The Calvin cycle begins with a crucial step called carbon fixation. During this stage, carbon dioxide from the atmosphere is captured and incorporated into a 5-carbon molecule called ribulose bisphosphate (RuBP). This reaction is facilitated by an enzyme known as RuBisCO. The result of this process is a 6-carbon compound, which is then immediately split into two 3-carbon molecules of phosphoglycerate (3-PGA). This step effectively traps atmospheric carbon in a form that can be used in the production of glucose, which is vital for the plant's energy and growth needs.
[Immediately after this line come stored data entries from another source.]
PR #6875, opened 2016-08-15
Progress on slide transitions.

### LINKED ISSUE #6820: Onboarding gallery controller
#### User Story

As a user, I should be able to navigate between the different onboarding slides 
#### Why This Matters

We can't launch with more slides if this does not exist

Only enable 1 slide at a time

weerd:
#### What's this PR do?

This PR includes progress on the slide transitions animation for the Onboarding experience.

Pull down branch and test out the animation.

@deadlybutter talk to @DFurnes so he can help you figure out some of the CSS related to the slide transition. I ran out of time on Friday trying to figure out a specific issue where when the new slide is added in, it bumps the slide you're on, down (since it's added as an element) and then the animation runs. Ideally, instead of having the first slide, bump down, it just moves left with the new one moving in from the left and over.

Other issue, is that we need to add an additional class so that we know when the animation needs to move from right to left (clicking "next'), vs left to right (clicking "prev"). Right now it only moves left to right.
#### Relevant tickets

Fixes #6820
#### Checklist
- [ ] Tested on staging.

---

@deadlybutter @DFurnes 

cc: @jessleenyc

### DIFF
--- a/lib/themes/dosomething/paraneue_dosomething/js/components/Slideshow.js
+++ b/lib/themes/dosomething/paraneue_dosomething/js/components/Slideshow.js
@@ -12,8 +12,7 @@ class Slideshow extends React.Component {
     super(props);
 
     this.state = {
-      currentSlide: 0,
-      totalSlides: this.props.slides.length
+      currentSlide: 0
     };
 
     this.moveBackward = this.moveBackward.bind(this);
@@ -46,11 +45,11 @@ class Slideshow extends React.Component {
 
     return (
       <div className="slideshow">
-        <ReactCSSTransitionGroup className="slideshow__carousel" transitionName="slide" component="div" transitionEnterTimeout={10000} transitionLeaveTimeout={10000}>
+        <ReactCSSTransitionGroup className="slideshow__carousel" transitionName="slide" component="div" transitionEnterTimeout={500} transitionLeaveTimeout={500}>
           {slides[this.state.currentSlide]}
         </ReactCSSTransitionGroup>
 
-        <SlideshowController currentSlide={this.state.currentSlide} totalSlides={this.state.totalSlides} moveBackward={this.moveBackward} moveForward={this.moveForward} />
+        <SlideshowController currentSlide={this.state.currentSlide} totalSlides={this.props.slides.length} moveBackward={this.moveBackward} moveForward={this.moveForward} />
       </div>
     );
   }
--- a/lib/themes/dosomething/paraneue_dosomething/js/components/Slideshow.js
+++ b/lib/themes/dosomething/paraneue_dosomething/js/components/Slideshow.js
@@ -1,7 +1,6 @@
 import SlideshowController from './SlideshowController';
 
 const React = require('react');
-const ReactCSSTransitionGroup = require('react-addons-css-transition-group');
 
 /**
  * Slideshow Component
--- a/lib/themes/dosomething/paraneue_dosomething/js/components/Slideshow.js
+++ b/lib/themes/dosomething/paraneue_dosomething/js/components/Slideshow.js
@@ -1,6 +1,7 @@
-import SlideshowController from './SlideshowController'
+import SlideshowController from './SlideshowController';
 
 const React = require('react');
+const ReactCSSTransitionGroup = require('react-addons-css-transition-group');
 
 /**
  * Slideshow Component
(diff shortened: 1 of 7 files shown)


lib/themes/dosomething/paraneue_dosomething/js/components/Slideshow.js
```diff
@@ -29,9 +46,11 @@ class Slideshow extends React.Component {
 
     return (
       <div className="slideshow">
-        {slides[this.state.activeSlide]}
+        <ReactCSSTransitionGroup className="slideshow__carousel" transitionName="slide" component="div" transitionEnterTimeout={10000} transitionLeaveTimeout={10000}>
```
weerd: I made the timeout `10000` so it's easier to see how it was behaving by moving it slowly. Change this to around `500` once rest of it figured out :)

lib/themes/dosomething/paraneue_dosomething/js/components/SlideshowController.js
```diff
@@ -6,15 +6,18 @@ const React = require('react');
  */
 class SlideshowController extends React.Component {
   render() {
+    const disablePrevButton = this.props.currentSlide === 0 ? true : false;
+    const disableNextButton = this.props.currentSlide === (this.props.totalSlides - 1) ? true : false;
```
DFurnes: Nitpick: the ternary doesn't do anything here (since it's just setting `true` if true, and `false` if false).

DFurnes:
@deadlybutter Definitely up for chatting implementation ideas if you want!

It may end up that we can't use ReactCSSTransitionGroup since we need to animate differently based on the "direction" of the slide offset, but I think you should be able to keep mostly the same declarative approach by applying left/right animations based on the key of the active slide.

itsjoekent:
Yeah I think we'll need to use just Transition Group

itsjoekent:
Ill swing by in a sec

DFurnes:
So recap from our IRL conversation: using [`componentWillReceiveProps`](https://facebook.github.io/react/docs/component-specs.html#updating-componentwillreceiveprops) in a child "slide view" component seems like an elegant solution for this, since it allows us to compare the changed `currentSlide` prop and set a "forward" or "backward" animation state for the `render` method.

itsjoekent:
◀️ ▶️

lib/themes/dosomething/paraneue_dosomething/js/components/Slideshow.js
```diff
@@ -1,6 +1,7 @@
-import SlideshowController from './SlideshowController'
+import SlideshowController from './SlideshowController';
 
 const React = require('react');
+const ReactCSSTransitionGroup = require('react-addons-css-transition-group');
```
itsjoekent: whoops i should remove this!

lib/themes/dosomething/paraneue_dosomething/scss/content/_onboarding.scss
```diff
@@ -42,19 +42,25 @@
     cursor: pointer;
   }
 }
-
-.slideshow {
-  //
+.slideshow__carousel {
+  overflow: hidden;
```
itsjoekent: this was left over from me experimenting with something, i should just remove the entire selector since it wasnt being used

itsjoekent:
@DFurnes in sprint sync we decided to get the controls launched & do animations in the next PR. I have most of the groundwork setup for the transition anyway in this PR, but the controls work 👍  (gif incoming)

itsjoekent:
I was too lazy to make another gif of the markup changing, but the -left & -right are correctly appended as well, just need to make some animation 🎨

lib/themes/dosomething/paraneue_dosomething/js/components/Slideshow.js
```diff
@@ -11,27 +11,53 @@ class Slideshow extends React.Component {
...
   }
 
   render() {
     const user = this.props.user;
     const campaign = this.props.campaign;
 
     const slides = this.props.slides.map((slide, index) => {
-      return React.createElement(slide, {key: index, campaign: campaign, user: user});
+      const isActive = this.state.currentSlide == index;
+      const displayClasses = ['slideshow__slide'];
```
DFurnes: This seems iffy to me. The slides shouldn't require a `Slideshow` in order to be styled as slides. Ideally the slideshow just passes props (either booleans or enum-style values via a PropTypes contract) rather than explicitly applying classes to its children.

itsjoekent: Yeah thats what i originally did, problems i ran into

1) was not DRY
2) the class string was very messy to look at

I guess we could make a helper to generate the class strings? It just felt overkill for this

DFurnes: > 1) was not DRY

Don't think of DRY as the number of times you type a string. Imagine that we used one of these slide components elsewhere in the app. It shouldn't be necessary to remember that there's a block of code in this parent component that injects specific classes into the child.

itsjoekent: gotcha 👍

DFurnes: I think it could be an indicator that the slide content should be separated from the common "slide" aspects shared between them, like `<Slide><InstructionContent /></Slide>` and `<Slide><ContextContent /></Slide>`. This is definitely something that can be broken into another PR though, if you want.

itsjoekent:
@DFurnes hows that?

DFurnes:
🚢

The Calvin cycle is often referred to as the light-independent reactions because they do not directly require light to proceed. They occur in the stroma of the chloroplasts after light-dependent reactions have provided the necessary energy carriers (ATP and NADPH). While the light-dependent reactions capture and convert solar energy into chemical energy, the light-independent reactions use this chemical energy to synthesize glucose from carbon dioxide and water. These reactions are crucial for the plant’s ability to store energy in the form of sugars, which can be used even when sunlight is not available.

Photosynthesis is the overall process by which plants, algae, and some bacteria convert light energy into chemical energy stored in glucose. It consists of two main stages: light-dependent reactions and light-independent reactions (Calvin cycle).
During the light-dependent reactions, chlorophyll absorbs sunlight and uses its energy to produce ATP and NADPH while splitting water molecules to release oxygen.
Afterward, the Calvin cycle occurs in the stroma of the chloroplasts. This cycle uses the energy from ATP and NADPH to convert carbon dioxide into glucose. Understanding the distinction between these two stages is essential as the Calvin cycle (light-independent reactions) fundamentally depends on the products generated by the light-dependent reactions to function efficiently.